### What is needed
Scan the data below for lines holding the word "merged", and copy each line found.

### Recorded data
◇ ◇ ◇ ◇ ◇ ◇ ◇
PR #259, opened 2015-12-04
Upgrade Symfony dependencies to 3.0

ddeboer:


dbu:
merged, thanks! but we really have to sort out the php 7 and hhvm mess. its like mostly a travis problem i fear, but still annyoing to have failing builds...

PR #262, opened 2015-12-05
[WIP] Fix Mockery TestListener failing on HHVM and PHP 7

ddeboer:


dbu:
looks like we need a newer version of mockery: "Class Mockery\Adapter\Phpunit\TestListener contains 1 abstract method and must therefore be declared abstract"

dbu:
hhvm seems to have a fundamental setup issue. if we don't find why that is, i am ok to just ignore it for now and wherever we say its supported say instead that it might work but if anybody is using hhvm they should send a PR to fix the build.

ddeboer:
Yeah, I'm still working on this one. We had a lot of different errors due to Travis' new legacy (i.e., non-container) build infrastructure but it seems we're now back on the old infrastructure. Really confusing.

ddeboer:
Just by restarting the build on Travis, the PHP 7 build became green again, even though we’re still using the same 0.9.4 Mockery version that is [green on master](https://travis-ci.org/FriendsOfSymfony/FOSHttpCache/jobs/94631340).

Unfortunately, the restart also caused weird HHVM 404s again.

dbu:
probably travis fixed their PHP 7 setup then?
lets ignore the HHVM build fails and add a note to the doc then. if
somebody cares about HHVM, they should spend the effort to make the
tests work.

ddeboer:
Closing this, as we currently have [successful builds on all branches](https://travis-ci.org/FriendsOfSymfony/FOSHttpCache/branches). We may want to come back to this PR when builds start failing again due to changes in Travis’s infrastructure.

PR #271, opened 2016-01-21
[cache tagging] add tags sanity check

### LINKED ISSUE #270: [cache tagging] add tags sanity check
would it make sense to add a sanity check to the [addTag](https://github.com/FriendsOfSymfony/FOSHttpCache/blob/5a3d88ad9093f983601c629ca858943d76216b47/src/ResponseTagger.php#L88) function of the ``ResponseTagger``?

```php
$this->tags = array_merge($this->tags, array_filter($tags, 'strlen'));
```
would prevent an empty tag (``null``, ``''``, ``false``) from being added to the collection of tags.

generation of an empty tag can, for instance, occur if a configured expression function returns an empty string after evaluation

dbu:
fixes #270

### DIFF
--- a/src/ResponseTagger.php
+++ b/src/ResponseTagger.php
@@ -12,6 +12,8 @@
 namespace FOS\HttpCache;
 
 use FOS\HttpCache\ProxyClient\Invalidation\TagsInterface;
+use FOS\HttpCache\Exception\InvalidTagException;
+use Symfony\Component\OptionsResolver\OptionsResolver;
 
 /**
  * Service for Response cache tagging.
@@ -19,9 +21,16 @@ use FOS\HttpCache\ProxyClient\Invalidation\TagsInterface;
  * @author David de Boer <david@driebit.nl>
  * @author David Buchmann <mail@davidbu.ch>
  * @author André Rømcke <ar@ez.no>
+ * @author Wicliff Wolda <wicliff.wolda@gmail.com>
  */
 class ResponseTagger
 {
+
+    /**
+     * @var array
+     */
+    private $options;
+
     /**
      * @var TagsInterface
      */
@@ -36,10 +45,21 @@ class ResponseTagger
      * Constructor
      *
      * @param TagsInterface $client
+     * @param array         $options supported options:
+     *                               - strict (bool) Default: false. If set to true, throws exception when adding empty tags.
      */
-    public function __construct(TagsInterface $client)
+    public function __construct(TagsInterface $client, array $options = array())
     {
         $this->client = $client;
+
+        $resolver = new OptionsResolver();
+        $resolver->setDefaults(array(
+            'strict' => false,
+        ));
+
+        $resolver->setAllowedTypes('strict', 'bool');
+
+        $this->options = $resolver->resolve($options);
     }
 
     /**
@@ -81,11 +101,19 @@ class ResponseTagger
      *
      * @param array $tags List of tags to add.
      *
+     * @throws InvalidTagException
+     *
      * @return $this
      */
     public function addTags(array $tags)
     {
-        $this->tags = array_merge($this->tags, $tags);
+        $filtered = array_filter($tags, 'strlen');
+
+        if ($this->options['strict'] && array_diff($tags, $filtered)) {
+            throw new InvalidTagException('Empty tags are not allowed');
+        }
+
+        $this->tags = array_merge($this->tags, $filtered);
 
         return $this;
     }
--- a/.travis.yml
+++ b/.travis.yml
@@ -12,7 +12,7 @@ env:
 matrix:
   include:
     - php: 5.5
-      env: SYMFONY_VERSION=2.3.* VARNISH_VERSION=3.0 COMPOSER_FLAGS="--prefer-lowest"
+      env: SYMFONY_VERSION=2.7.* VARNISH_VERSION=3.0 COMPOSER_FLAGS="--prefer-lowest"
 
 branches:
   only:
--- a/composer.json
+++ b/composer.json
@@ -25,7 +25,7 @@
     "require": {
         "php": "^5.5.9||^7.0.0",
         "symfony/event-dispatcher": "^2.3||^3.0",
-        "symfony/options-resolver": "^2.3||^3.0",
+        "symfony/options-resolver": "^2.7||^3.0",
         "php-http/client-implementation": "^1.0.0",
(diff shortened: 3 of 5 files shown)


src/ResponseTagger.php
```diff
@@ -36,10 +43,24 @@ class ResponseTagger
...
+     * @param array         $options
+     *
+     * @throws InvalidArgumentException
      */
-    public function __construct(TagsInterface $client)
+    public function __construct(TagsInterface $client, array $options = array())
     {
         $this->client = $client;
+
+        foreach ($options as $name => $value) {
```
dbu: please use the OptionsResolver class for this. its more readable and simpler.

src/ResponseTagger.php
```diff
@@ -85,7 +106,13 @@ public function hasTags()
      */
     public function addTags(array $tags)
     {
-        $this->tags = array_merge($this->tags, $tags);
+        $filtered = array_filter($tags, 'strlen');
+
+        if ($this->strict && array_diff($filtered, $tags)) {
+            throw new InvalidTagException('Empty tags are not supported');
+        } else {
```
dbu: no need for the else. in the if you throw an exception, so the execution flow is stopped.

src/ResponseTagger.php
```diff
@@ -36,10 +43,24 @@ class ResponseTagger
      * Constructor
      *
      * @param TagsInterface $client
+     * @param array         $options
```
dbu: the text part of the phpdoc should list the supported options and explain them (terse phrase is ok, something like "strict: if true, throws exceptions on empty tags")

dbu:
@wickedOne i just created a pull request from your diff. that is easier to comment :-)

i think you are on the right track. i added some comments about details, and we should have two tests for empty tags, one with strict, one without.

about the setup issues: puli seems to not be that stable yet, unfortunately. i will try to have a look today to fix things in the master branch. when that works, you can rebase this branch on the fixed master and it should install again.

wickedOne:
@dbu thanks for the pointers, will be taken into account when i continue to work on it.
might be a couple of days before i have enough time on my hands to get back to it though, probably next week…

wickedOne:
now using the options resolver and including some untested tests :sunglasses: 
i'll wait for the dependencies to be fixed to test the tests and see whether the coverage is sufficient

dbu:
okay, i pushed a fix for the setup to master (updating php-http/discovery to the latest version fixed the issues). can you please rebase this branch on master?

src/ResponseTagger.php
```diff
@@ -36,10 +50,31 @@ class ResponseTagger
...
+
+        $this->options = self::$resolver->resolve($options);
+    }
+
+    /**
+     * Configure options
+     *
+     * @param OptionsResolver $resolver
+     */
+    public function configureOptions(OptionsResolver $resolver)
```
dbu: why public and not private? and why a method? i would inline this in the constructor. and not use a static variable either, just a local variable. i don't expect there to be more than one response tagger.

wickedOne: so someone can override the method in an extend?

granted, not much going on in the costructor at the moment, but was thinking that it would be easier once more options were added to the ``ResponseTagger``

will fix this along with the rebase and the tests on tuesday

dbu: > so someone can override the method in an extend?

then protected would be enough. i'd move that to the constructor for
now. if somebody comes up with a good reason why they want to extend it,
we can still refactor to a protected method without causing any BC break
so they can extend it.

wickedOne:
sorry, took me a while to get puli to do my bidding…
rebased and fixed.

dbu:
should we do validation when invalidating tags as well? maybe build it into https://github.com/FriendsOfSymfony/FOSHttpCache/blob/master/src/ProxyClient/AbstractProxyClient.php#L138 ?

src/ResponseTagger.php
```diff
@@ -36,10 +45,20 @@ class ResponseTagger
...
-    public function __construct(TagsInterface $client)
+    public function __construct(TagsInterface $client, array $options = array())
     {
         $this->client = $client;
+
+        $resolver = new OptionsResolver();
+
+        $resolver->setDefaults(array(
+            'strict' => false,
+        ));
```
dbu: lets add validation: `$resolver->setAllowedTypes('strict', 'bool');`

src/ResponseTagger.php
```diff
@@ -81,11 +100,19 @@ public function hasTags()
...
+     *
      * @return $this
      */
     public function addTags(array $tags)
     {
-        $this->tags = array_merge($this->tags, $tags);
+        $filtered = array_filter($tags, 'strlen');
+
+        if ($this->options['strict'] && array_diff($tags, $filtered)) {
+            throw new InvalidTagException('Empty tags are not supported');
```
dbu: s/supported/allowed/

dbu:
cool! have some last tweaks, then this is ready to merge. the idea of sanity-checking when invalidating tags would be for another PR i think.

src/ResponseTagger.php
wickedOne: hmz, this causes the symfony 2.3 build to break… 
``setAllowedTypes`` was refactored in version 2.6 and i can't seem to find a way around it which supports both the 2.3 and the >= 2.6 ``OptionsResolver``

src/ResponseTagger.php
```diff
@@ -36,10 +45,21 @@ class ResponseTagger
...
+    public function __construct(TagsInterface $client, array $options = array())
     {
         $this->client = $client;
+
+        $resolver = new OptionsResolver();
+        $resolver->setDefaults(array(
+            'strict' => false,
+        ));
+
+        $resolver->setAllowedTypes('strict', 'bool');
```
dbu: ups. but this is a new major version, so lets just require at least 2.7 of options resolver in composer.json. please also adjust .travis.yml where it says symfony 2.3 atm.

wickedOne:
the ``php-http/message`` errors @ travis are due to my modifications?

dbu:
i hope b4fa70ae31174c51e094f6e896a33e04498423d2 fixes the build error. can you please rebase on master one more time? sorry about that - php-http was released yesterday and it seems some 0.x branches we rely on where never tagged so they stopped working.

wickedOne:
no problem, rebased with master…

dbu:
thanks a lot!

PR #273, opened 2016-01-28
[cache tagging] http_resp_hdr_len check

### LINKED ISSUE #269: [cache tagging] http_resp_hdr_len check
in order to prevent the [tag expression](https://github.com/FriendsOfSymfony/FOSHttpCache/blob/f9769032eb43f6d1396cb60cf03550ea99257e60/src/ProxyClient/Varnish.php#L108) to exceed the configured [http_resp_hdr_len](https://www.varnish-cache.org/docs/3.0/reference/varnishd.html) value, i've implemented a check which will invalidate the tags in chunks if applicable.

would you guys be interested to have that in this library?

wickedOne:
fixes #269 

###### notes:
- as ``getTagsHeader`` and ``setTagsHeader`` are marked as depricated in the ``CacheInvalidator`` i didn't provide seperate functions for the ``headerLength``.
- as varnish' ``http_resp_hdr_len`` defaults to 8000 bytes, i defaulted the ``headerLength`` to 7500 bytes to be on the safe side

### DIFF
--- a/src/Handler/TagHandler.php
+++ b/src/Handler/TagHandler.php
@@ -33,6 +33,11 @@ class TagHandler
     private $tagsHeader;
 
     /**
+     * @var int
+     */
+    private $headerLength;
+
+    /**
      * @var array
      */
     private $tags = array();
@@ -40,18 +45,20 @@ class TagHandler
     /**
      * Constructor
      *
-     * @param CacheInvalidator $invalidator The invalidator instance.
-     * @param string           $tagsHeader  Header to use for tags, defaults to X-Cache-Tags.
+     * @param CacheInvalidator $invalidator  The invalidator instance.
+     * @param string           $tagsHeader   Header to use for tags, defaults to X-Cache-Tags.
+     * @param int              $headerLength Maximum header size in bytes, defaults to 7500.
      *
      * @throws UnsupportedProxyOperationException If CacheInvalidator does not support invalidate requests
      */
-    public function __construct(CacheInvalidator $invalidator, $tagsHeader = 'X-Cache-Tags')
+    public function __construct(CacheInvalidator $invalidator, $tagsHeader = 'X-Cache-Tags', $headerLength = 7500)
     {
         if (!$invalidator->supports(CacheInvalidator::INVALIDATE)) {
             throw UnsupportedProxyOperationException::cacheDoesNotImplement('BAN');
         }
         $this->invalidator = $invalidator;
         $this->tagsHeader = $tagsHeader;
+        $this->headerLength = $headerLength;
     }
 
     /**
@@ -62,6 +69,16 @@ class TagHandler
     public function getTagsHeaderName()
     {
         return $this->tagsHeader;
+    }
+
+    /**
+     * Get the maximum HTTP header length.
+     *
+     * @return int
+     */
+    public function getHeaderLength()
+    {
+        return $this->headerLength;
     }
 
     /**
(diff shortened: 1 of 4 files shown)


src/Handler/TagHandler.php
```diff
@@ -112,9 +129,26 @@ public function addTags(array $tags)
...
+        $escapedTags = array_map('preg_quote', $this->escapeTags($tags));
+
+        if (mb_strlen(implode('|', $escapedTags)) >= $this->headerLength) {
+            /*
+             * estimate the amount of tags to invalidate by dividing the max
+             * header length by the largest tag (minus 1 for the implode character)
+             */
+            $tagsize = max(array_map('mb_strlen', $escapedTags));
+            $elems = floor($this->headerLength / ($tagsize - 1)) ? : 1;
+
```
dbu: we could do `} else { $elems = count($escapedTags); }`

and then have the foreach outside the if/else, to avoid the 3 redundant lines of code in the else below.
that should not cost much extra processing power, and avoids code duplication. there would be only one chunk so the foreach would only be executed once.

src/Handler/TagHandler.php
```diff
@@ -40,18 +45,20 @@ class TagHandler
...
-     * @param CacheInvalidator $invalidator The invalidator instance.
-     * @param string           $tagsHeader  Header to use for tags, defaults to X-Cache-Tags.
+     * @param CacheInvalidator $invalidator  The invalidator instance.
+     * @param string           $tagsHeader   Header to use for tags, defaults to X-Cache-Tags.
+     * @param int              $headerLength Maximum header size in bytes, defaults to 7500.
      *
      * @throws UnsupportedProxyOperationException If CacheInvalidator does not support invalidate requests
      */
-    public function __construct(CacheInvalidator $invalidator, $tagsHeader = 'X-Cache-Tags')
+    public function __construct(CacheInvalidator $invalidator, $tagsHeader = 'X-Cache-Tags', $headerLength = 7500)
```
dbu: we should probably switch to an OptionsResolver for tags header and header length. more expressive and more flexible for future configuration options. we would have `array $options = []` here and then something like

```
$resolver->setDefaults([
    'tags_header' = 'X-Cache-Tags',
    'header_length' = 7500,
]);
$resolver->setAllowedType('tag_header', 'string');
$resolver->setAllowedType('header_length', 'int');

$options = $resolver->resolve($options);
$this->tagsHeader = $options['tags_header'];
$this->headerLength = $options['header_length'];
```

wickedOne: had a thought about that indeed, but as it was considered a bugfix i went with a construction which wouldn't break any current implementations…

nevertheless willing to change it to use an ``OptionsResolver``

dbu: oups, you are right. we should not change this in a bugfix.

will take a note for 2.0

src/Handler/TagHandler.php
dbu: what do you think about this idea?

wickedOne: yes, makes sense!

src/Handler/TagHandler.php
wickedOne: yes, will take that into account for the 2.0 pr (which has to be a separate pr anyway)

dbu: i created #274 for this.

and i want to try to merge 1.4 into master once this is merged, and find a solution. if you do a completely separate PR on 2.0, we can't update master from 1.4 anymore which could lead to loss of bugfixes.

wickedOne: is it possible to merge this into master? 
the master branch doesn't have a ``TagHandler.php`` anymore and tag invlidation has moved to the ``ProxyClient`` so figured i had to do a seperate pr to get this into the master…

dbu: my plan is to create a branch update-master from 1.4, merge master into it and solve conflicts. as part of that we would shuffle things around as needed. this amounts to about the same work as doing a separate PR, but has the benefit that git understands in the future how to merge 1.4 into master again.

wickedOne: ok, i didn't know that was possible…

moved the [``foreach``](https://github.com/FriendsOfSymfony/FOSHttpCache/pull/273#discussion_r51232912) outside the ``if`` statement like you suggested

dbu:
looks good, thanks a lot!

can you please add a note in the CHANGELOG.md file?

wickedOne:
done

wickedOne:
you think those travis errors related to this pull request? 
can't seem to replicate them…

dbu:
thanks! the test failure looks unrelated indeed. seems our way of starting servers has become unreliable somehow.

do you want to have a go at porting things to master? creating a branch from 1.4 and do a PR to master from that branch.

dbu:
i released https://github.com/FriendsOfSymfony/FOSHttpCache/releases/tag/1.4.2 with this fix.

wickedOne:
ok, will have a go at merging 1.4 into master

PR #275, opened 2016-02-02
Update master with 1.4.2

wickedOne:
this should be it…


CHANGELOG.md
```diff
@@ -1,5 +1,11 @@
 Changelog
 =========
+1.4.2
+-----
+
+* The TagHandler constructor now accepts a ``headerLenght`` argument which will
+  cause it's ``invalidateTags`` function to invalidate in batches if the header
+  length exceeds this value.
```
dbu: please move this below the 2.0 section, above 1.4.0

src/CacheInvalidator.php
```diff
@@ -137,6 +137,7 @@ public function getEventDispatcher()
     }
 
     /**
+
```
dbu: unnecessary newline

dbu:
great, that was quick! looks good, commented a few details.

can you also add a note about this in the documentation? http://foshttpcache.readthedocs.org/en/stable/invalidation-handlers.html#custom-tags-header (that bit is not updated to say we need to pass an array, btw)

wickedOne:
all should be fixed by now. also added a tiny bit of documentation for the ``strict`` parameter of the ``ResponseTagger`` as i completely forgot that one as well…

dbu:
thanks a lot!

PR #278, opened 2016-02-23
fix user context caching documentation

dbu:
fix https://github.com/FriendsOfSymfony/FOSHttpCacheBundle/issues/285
◇ ◇ ◇ ◇ ◇ ◇ ◇
### Exercise answer
merged, thanks! but we really have to sort out the php 7 and hhvm mess. its like mostly a travis problem i fear, but still annyoing to have failing builds...
and i want to try to merge 1.4 into master once this is merged, and find a solution. if you do a completely separate PR on 2.0, we can't update master from 1.4 anymore which could lead to loss of bugfixes.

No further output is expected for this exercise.